紅山公園はとにかく「だだっ広い公園」で市民の憩いの場所になっている、またアヘンの輸入に反対して闘った清朝の高級官僚「林則徐」の立像が立っている。現在の中国は官僚の汚職が蔓延しているとの報道がある、林則徐を見習ってほしいものである。
トルフアン
ウルムチのホテル発東へ約2時間30分180kmのところにトルファン市がある。この地は盆地で北に天山山脈、乾燥地帯だが綿花、ブドウ、瓜など豊富な農産物がある。
トルフアンは前漢の時代に、車師国があり王城を江河城といい、城の下に河流れていたという、この地を北方民族の柔然、高車、突厥などと漢、唐、モンゴル帝国と争奪の繰り返しを経て、清朝時代の大きな戦乱のあと、清朝が勝利し現代に至っている。
この頃、イギリスのスタインや日本の大谷探検隊により、貴重な出土品が海外に持ち去られたという。
高昌故城
トルファン市街地から約40kmのところに高昌故城がある。麹氏高昌国から高昌ウイグル帝国にかけて約1000年間帝国の首都が置かれ、また王の居城だった城である。城址は外城、内城、宮城がそれぞれあるが一見しただけではわからない、荒涼とした砂漠の風景の中に、石と土で出来た城壁と城らしき大きな建物が残っている。
インドに向かった玄奘三蔵が当時の王麹文泰から厚遇された記録がある。玄奘三蔵がインドから帰る頃には唐によって滅ぼされた。城址へはロバ車で向かったが暑さと砂埃で大変だった。
ベゼクリク千仏洞
高昌故城から22kmのところにベゼクリク千仏洞という仏教石窟がある。ウイグル語で「装飾された家」という意味だ、ウイグル帝国時代の貴重な文化遺跡だったがヨーロッパの探検隊によって持ち去られたため、残っているのはごく一部だという、それも修復中とのことで石窟を外観から眺めただけである。
火焔山
トルファン盆地の中央には東西約100km南北10km海抜500mの火焔山がある。

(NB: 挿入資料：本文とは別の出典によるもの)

Issue #296, opened 2016-05-24
A bit more verbose error messages?


ssuukk:
My compilation fails with: "Error: Incompatible pointer types" and the function I am calling has 3 pointer arguments, all of them very cryptic (it's not my code...). It would be great if cc65 at leas told which pointer is failing, either by index or name of argument...

oliverschmidt:
Closed via https://github.com/cc65/cc65/pull/328

PR #328, opened 2016-08-02
Reporting sym name for incompatible pointer types.

cacciatc:
PR to address https://github.com/cc65/cc65/issues/296

Note: if an argument with an incompatible pointer type appears more than once in a function invocation, then this message is less helpful. However, the simplicity of this solution I think still outweighs that edge-case (unless there is an easy way to get the current param index inside the TypeConversion function).


oliverschmidt:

西遊記で活躍する孫悟空の話がある。「燃えさかる火焔山が、玄奘三蔵一行を遮るが孫悟空がその火を消す芭蕉扇を手にいれるため鉄扇公主と戦う」のである。
蘇公塔
トルファンにはイスラム教の古いモスクがあり、蘇公塔という1779年当時の王スレイマンが父親のために建設したと言われている。幾何学模様のイスラム建築様式が美しいそうだが、この日は見学出来なかった。
アスターナ古墳群
トルファン市街から36kmほど離れたところにアスターナ古墳群がある。唐代住民の墓地群で、絹製品、陶器、文書類やミイラ、壁画が出土している。壁画などは痛みが進んでいてよくわからなかった。
カレーズ
トルファンには天山の雪解け水が地下水路を経て、カレーズと呼ばれるオアシスを形成している。この水を利用して豊富な農産物を生産している。イランではカナートと呼ばれている、ペルシャ語で地下水を意味するそうなので語源かも知れない。
敦煌
砂漠に囲まれた都市で内外の観光客が多い中国の代表的観光地である。最近、空港が出来たというが、我々はトルファンから夜行汽車で690km8時間30分かけて柳園駅に着き、そこからバスで123km、砂漠の中を約3時間後やっと敦煌についた。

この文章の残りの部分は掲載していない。